2.2. Preparation of CeO₂-Alkyd Based Coating

Four types of paint formulations were designed with 3 wt % commercial anticorrosive agent as reference paint (RP), 3 wt % cerium oxide microparticles (CER1), 3 wt % and 1% cerium oxide nanoparticles (CER2 and CER3), respectively. Alkyd coatings were prepared with high-speed disperser equipment at 3500 rpm for 30 min using a milling system Dispermat AE-6 that reduced the size of the particles to less than 40 µm. The base mills were ground with glass beads of 2 mm diameter to obtain fine of grinding lower than 15 µm. Coating formulations were prepared as given in

Table 1. Coating formulations.

Ingredients	RP (wt %)	CER1 (wt %)	CER2 (wt %)	CER3 (wt %)
Alkyd	61.6	61.6	61.6	61.6
Dispersion agent	0.8	0.8	0.8	0.8
Rheology agent	0.12	0.12	0.12	0.12
Solvent	7.78	7.78	7.78	9.78
TiO2	24	24	24	24
Wetting agent	0.2	0.2	0.2	0.2
Inner coat drier	0.5	0.5	0.5	0.5
Middle coat drier	0.5	0.5	0.5	0.5
Anti-skinning agent	0.5	0.5	0.5	0.5
Plasticizer	1	1	1	1
Commercial anticorrosive agent	3	−	−	−
CeO2-5 micron	−	3	−	−
CeO2-25 nm	−	−	3	1
	100	100	100	100

. Commercial raw materials and cerium oxides micro and nano particles were used for the preparation of coatings. Different size of cerium oxide particles with different ratios was added to coatings to compare the effects of particle size. Viscosities of coatings were adjusted to approximately 140 KU by thinning with toluene, applied with paint gun and dried on air for one week for curing. Substrates, with the applied coatings, were polished with zirconium balls and cleaned with acetone before applications.

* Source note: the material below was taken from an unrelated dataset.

PR #213, opened 2025-09-18
util+doc: Clearer errors when attempting to run examples + polished docs

hodlinator:
Found while reviewing #201.


ryanofsky (approved):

2.3. Characterization of Alkyd Coatings

Coatings were centrifuged and the organic structures of binders were recorded by Fourier transform infrared spectroscopy (Shimadzu FTIR, with universal ATR attachment with a diamond/ZnSe crystal) in the 450–4000 cm⁻¹ wavenumber range. Binder structures were analyzed from dry films of the supernatant.

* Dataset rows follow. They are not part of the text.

PR #216, opened 2025-09-23
Add a verbose logging option and put expensive debug output behind it

### LINKED ISSUE #215: Substantial overhead caused by encoding messages for logging
I'm working on a multiprocess branch that passes a lot of data back and forth between server and client.

When looking at a flamegraph, it's clear that >50% of my client's cpu time is spent on logging (encoding) sends. Likewise for the server with responses.

The culprit is `toString()` from the `params`/`results`/`request`/`response`, which ends up in `kj::_::encodeCEscapeImpl()`, which is _horribly_ slow.

Current master:
Image
Fixed:
Image

As you can see, before removing the logging, 52% of my thread's runtime is spent in `serverInvoke` (which calls `foo.toString()`, which calls `structString()`, which calls `kj::_::encodeCEscapeImpl()`. With the debug lines removed, `serverInvoke` is no longer visible in the flamegraph at all.

I would imagine the sv2 implementation suffers from this as well, though I'm not sure how chatty it is, so I can't speak to the potential impact.

~I'll open a RFC PR which fixes the issue rather naively. A more robust solution would introduce logging categories similar to Bitcoin Core's.~

Edit: See https://github.com/bitcoin-core/libmultiprocess/pull/216.
Also, toned down the original title :)

theuni:
Fixes #215. It's rather naive, but demonstrates a fix for the problem.

Logging every send/receive/request/response is very expensive for structs due to the way they're stringified by capnproto.

Introduce the concept of verbose logging, and expose it to clients by adding a new constructor for EventLoop which accepts LogOptions.

For backwards compatibility, the existing constructor is unchanged. Additionally for back compat, a new callback function is added rather than adding a parameter to the existing one.

The usage is somewhat awkward due to the fact that the data should only be stringified if verbose logging has been requested. This could be less awkward by changing the logger to take a callback which is only called if verbosity is enabled instead, that way the slow serialization only happens in that case. Additionally, a more complete solution would introduce actual log levels rather than a binary option

But those suggestions would be rather invasive and presumably out of scope for simply fixing the linked issue.

### DIFF
--- a/include/mp/proxy-io.h
+++ b/include/mp/proxy-io.h
@@ -136,6 +136,9 @@ struct LogOptions {
     //! Maximum number of characters to use when representing
     //! request and response structs as strings.
     size_t max_chars{200};
+
+    //! Enable verbose logging which may affect performance
+    bool verbose{false};
 };
 
 std::string LongThreadName(const char* exe_name);
@@ -168,8 +171,13 @@ std::string LongThreadName(const char* exe_name);
 class EventLoop
 {
 public:
-    //! Construct event loop object.
-    EventLoop(const char* exe_name, LogFn log_fn, void* context = nullptr);
+    //! Construct event loop object with default logging options.
+    EventLoop(const char* exe_name, LogFn log_fn, void* context = nullptr)
+        : EventLoop(exe_name, LogOptions{std::move(log_fn)}, context){}
+
+    //! Construct event loop object with specified logging options.
+    EventLoop(const char* exe_name, LogOptions log_opts, void* context = nullptr);
+
     ~EventLoop();
 
     //! Run event loop. Does not return until shutdown. This should only be
--- a/src/mp/proxy.cpp
+++ b/src/mp/proxy.cpp
@@ -191,13 +191,13 @@ void EventLoop::addAsyncCleanup(std::function<void()> fn)
     startAsyncThread();
 }
 
-EventLoop::EventLoop(const char* exe_name, LogFn log_fn, void* context)
+EventLoop::EventLoop(const char* exe_name, LogOptions log_opts, void* context)
     : m_exe_name(exe_name),
       m_io_context(kj::setupAsyncIo()),
       m_task_set(new kj::TaskSet(m_error_handler)),
+      m_log_opts(std::move(log_opts)),
       m_context(context)
 {
-    m_log_opts.log_fn = log_fn;
     int fds[2];
     KJ_SYSCALL(socketpair(AF_UNIX, SOCK_STREAM, 0, fds));
     m_wait_fd = fds[0];
--- a/include/mp/proxy-types.h
+++ b/include/mp/proxy-types.h
@@ -629,15 +629,19 @@ void clientInvoke(ProxyClient& proxy_client, const GetRequest& get_request, Fiel
         using FieldList = typename ProxyClientMethodTraits<typename Request::Params>::Fields;
         invoke_context.emplace(*proxy_client.m_context.connection, thread_context);
         IterateFields().handleChain(*invoke_context, request, FieldList(), typename FieldObjs::BuildParams{&fields}...);
-        proxy_client.m_context.loop->logPlain()
-            << "{" << thread_context.thread_name << "} IPC client send "
-            << TypeName<typename Request::Params>() << " " << LogEscape(request.toString(), proxy_client.m_context.loop->m_log_opts.max_chars);
+        if (proxy_client.m_context.loop->m_log_opts.verbose) {
+                proxy_client.m_context.loop->logPlain()
+                    << "{" << thread_context.thread_name << "} IPC client send "
+                    << TypeName<typename Request::Params>() << " " << LogEscape(request.toString(), proxy_client.m_context.loop->m_log_opts.max_chars);
+        }
 
         proxy_client.m_context.loop->m_task_set->add(request.send().then(
             [&](::capnp::Response<typename Request::Results>&& response) {
-                proxy_client.m_context.loop->logPlain()
-                    << "{" << thread_context.thread_name << "} IPC client recv "
-                    << TypeName<typename Request::Results>() << " " << LogEscape(response.toString(), proxy_client.m_context.loop->m_log_opts.max_chars);
+                if (proxy_client.m_context.loop->m_log_opts.verbose) {
+                    proxy_client.m_context.loop->logPlain()
+                        << "{" << thread_context.thread_name << "} IPC client recv "
+                        << TypeName<typename Request::Results>() << " " << LogEscape(response.toString(), proxy_client.m_context.loop->m_log_opts.max_chars);
+                }
                 try {
                     IterateFields().handleChain(
                         *invoke_context, response, FieldList(), typename FieldObjs::ReadResults{&fields}...);
@@ -700,8 +704,10 @@ kj::Promise<void> serverInvoke(Server& server, CallContext& call_context, Fn fn)
     using Results = typename decltype(call_context.getResults())::Builds;
 
     int req = ++server_reqs;
-    server.m_context.loop->log() << "IPC server recv request  #" << req << " "
-                                     << TypeName<typename Params::Reads>() << " " << LogEscape(params.toString(), server.m_context.loop->m_log_opts.max_chars);
+    if (server.m_context.loop->m_log_opts.verbose) {
+        server.m_context.loop->log() << "IPC server recv request  #" << req << " "
+                                         << TypeName<typename Params::Reads>() << " " << LogEscape(params.toString(), server.m_context.loop->m_log_opts.max_chars);
+    }
 
     try {
         using ServerContext = ServerInvokeContext<Server, CallContext>;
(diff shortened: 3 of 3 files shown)


ryanofsky:
Code review ACK e50802f31e3cfc12f9447ea9dcb951e0123788d0. I think this is a good fix, and the backwards compatibility is helpful for avoiding version mismatch errors during development, and for avoiding the need to modify bitcoin core code in a PR bumping the ilbmultiprocess subtree (which should make it a little easier to review).

I think this PR could be simplified a little by dropping new `LogFn verbose_log_fn` struct member and just using the existing log callback for logging everything. This would also allow dropping new `bool verbose=false` logging arguments.

Longer run, it might make sense to introduce a macro to make logging less cumbersome like:

```c++
MP_LOG(loop, level) << "IPC client recv" << request;
```

where `MP_LOG` macro just uses an `mp::Logger` class:

```c++
#define MP_LOG(...) if (mp::Logger logger{__VA_ARGS__}; logger) logger
```

and `mp::Logger` class can:

- Decide whether the rest of the log statement is evaluated by providing `operator bool`
- Control log formatting by providing `operator <<`
- Accept log level levels or other context by providing different constructors

theuni:
> I think this PR could be simplified a little by dropping new `LogFn verbose_log_fn` struct member and just using the existing log callback for logging everything. This would also allow dropping new `bool verbose=false` logging arguments.

This would be my preference as well, but that leaves the log function unable to tell whether this is a "verbose" message or not. In Core's case, we'd want treat that differently (as shown here: https://github.com/bitcoin-core/libmultiprocess/pull/216#issuecomment-3325553341). In order to tell them apart, we'd need to add a `bool verbose` param to the log function, which I was hesitant to do for back compat reasons.

> Longer run, it might make sense to introduce a macro to make logging less cumbersome like:
> 
> ```c++
> MP_LOG(loop, level) << "IPC client recv" << request;
> ```

I think we'd want to take that one step further and do what Core does: encapsulating the arguments in the macro as well to [avoid their evaluation at unrequested log levels](https://github.com/bitcoin/bitcoin/blob/master/src/logging.h#L363).

But since the codebase is still rather young and flexible, my suggestion would be a callback. Something like:

```c++

enum class LogLevel {
    Trace = 0,
    Debug,
    Info,
    Warning,
    Error,
};

...

template <typename Callable>
void log(LogLevel log_level, Callable&& log_callback)
{
    logPlain(log_level, [this, &log_callback](auto& logger) {
        logger << "{" << LongThreadName(m_exe_name) << "} ";
        std::invoke(log_callback, logger);
    });
}

template <typename Callable>
void logPlain(LogLevel log_level, Callable&& log_callback)
{
    if (log_level >= m_log_opts.log_level) {
        Logger logger(false, m_log_opts.log_fn);
        std::invoke(log_callback, logger);
    }
}
```

With macros like:
```c++
#define MP_LOGINFO(loop, logger, code) loop.log(LogLevel::Info, [&](auto& logger) { code; })
#define MP_LOGDEBUG(loop, logger, code) loop.log(LogLevel::Debug, [&](auto& logger) { code; })
```

and usage like:
```c++
MP_LOGDEBUG(loop, logger, logger << "foo" << 3; logger << bar.makeExpensiveString());
```

That way, in the example above, `makeExpensiveString()` won't be called unless debugging is enabled.

theuni:
Hmm, maybe I read too quickly.

Looking again, your approach is clever and I believe keeps the arguments unevaluated as necessary as well?

ismaelsadeeq (commented):
nice Concept ACK

theuni:
> Hmm, maybe I read too quickly.
> 
> Looking again, your approach is clever and I believe keeps the arguments unevaluated as necessary as well?

Ok, yeah, neat. Let's do that :)

But I think that's probably out of scope for fixing #215 for v30.

Another quick fix would be to simply remove the expensive logging calls for now (or hide them behind an ifdef) and re-add them along with a more comprehensive logging refactor. Since they're only useful for developing/debugging anyway, that would be perfectly reasonable imo.

ryanofsky:
Thanks I do like this PR as a simple fix and I think it would be good to merge. I'd just suggest simplifying it a little with:

<p>

```diff
--- a/include/mp/proxy-io.h
+++ b/include/mp/proxy-io.h
@@ -133,9 +133,6 @@ struct LogOptions {
     //! External logging callback.
     LogFn log_fn;
 
-    //! External verbose logging callback.
-    LogFn verbose_log_fn{nullptr};
-
     //! Maximum number of characters to use when representing
     //! request and response structs as strings.
     size_t max_chars{200};
@@ -220,13 +217,13 @@ public:
     //! Check if loop should exit.
     bool done() const MP_REQUIRES(m_mutex);
 
-    Logger log(bool verbose = false)
+    Logger log()
     {
-        Logger logger(false, verbose ? m_log_opts.verbose_log_fn : m_log_opts.log_fn);
+        Logger logger(false, m_log_opts.log_fn);
         logger << "{" << LongThreadName(m_exe_name) << "} ";
         return logger;
     }
-    Logger logPlain(bool verbose = false) { return {false, verbose ? m_log_opts.verbose_log_fn : m_log_opts.log_fn}; }
+    Logger logPlain() { return {false, m_log_opts.log_fn}; }
     Logger raise() { return {true, m_log_opts.log_fn}; }
 
     //! Process name included in thread names so combined debug output from
```
</p>
</details>

But not very important, so feel free to keep `verbose_log_fn` if useful.

theuni:
Ok. That means that Core can't make the distinction between verbose and non-verbose messages.

For the sake of this issue, that's fine. And assuming libmp eventually gains log levels, we'll need an API break anyway.

Will push that change. But imo it makes sense to revisit logging and change the api asap before there are too many downstreams.

include/mp/proxy-io.h
```diff
@@ -136,6 +136,9 @@ struct LogOptions {
     //! Maximum number of characters to use when representing
     //! request and response structs as strings.
     size_t max_chars{200};
+
+    //! Enable verbose logging which may affect performance
+    bool verbose{false};
```
ryanofsky, line 141: In commit "Add a verbose logging option and put expensive debug output behind it" (8f9baf7):

Setting default to false is ok, but would be good to update commit message to make clear this PR turns off most IPC logging by default. E.g. when merged into bitcoin core this will make the -debug=ipc option less useful. Could leave the default to true to be conservative. But I'm also fine with keeping the default false since probably -debug=ipc should be less spammy and verbose logs should require -loglevel=ipc:trace

src/mp/proxy.cpp
```diff
@@ -191,13 +191,13 @@ void EventLoop::addAsyncCleanup(std::function<void()> fn)
     startAsyncThread();
 }
 
-EventLoop::EventLoop(const char* exe_name, LogFn log_fn, void* context)
+EventLoop::EventLoop(const char* exe_name, LogOptions log_opts, void* context)
     : m_exe_name(exe_name),
       m_io_context(kj::setupAsyncIo()),
       m_task_set(new kj::TaskSet(m_error_handler)),
+      m_log_opts{log_opts},
```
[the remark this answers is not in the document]
theuni: Hah, I had them originally but got rid of them since they're currently trivial. Will do.

theuni:
> Maybe it can be as simple as declaring a LogLevel enum to replace `bool verbose` option, and passing the LogLevel value as an argument to the logging callback function.

That's exactly what I had in mind as well.

include/mp/proxy-io.h
theuni: I'd rather just change the default if you're ok with that. It's so expensive (for my application, anyway) that it's harmful to the default experience. When that's the case, I think it's reasonable to require the user to change the default.

For Core, I can PR a change to add the logging either to debug or trace, whichever is your preference. The thing that matters most to me is that the super-slow stringification does not happen when logging is not even enabled, as is the case currently.

theuni:
Addressed @ryanofsky's feedback.

include/mp/proxy-io.h
theuni: Sorry to keep repeating myself, I just want to be clear about my concern and make sure we're on the same page.

Whether or not Core or other users of the library show the individual function calls in their debug/trace logs is not a big issue imo -- if someone has logging on, they would expect performance to suffer for it.

What's unexpected, and my primary concern here, is that the user pays the _very_ heavy cost of the stringification even if logging is disabled (either via a null callback, or in Core's case, by not setting -debug=ipc). That majorly violates the principle of least surprise.

Indeed this is a stopgap fix. A more robust change to add the log levels as you proposed above would also fix my concern as a side-effect, as with that you'd only pay for the logging you use. I think that would also address your onboarding concern because trace logging could be the default, and setting a quieter log level would remove the overhead.

ismaelsadeeq (commented):
It seems to me this does not effectively solve the expensive debug logs but rather hides the log at all.
I try running the examples binary and can't see any logs at all.
For anyone who uses this, they will effectively have empty IPC logs.

If I understand correccly verbose debug is supposed to have more information, which should perhaps increase the `max_structs` to some big value rather than turning off logs.

For verbose users (In this context users that want to see logs which is almost all the projects experimenting with the IPC interface the log might help in detecting issues e.g https://github.com/bitcoin/bitcoin/issues/33463#issuecomment-3328278574), wont see this if this is pulled to bitcoin core and we did not make -debug option or some log level add the verbose option they also won't see logs at all, and if a log level is added the slow down is their anyway.

I would prefer if we had something like the approach suggested at https://github.com/bitcoin-core/libmultiprocess/pull/216#issuecomment-3328200613

theuni:
> It seems to me this does not effectively solve the expensive debug logs but rather hides the log at all. I try running the examples binary and can't see any logs at all. ~For anyone who uses this, they will effectively have empty IPC logs~ They can turn it on by passing verbose as true.

I have a local branch which implements @ryanofsky's suggested changes above. It's more invasive and would require a change to Core to update the logging callback, but it is more robust. I will PR it on Monday.

TheCharlatan:
Concept ACK

By the reported amount of latency eliminated by this change, I think this should be backported if possible. Or at least for a mining use case, that magnitude of latency for just logging seems unacceptable. Maybe I missed something in the conversation here, but surely it should be possible to hookup whatever severity variable is introduced here to the severity levels in core.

Thermal degradation of alkyd-based coatings was carried out by thermogravimetric analyzer Mettler Toledo TGA 2. Samples were heated from 25 to 800 °C at a heating rate of 10 °C/min under nitrogen atmosphere. The results were plotted as both percentage of weight loss and the first derivative of weight loss as a function of temperature.

Coatings which have hydrophobic characters show more resistance to corrosion in an aqueous environment. Hydrophobic surfaces repel water and their rough structures trap a large amount of air that is called air valleys. Metal surface penetration of corrosive ions is prevented by these air valleys [13]. Likewise, there are two explanations of the self-cleaning behavior of paints, namely, hydrophobic and hydrophilic mechanisms. On the hydrophobic types of paint, water drops slide down, carrying the contaminants and leaving clear coated areas. Hydrophilic coatings, however, are combined with a photo-catalyst which starts the degradation of dirt under UV–vis light. These types of paints present the direct interactions of water, dirt, and catalyst on the surfaces [7]. Hence, the wettability characteristics of prepared coatings were examined by tensiometer to determine the behavior of formulated coatings. Metal panels are painted with approximately 100 ± 2.8 micron dry film thickness and the measurements are done by Kruss contact angle analyzer using the sessile drop method at different contact times (0, 60, and 120 s) with water.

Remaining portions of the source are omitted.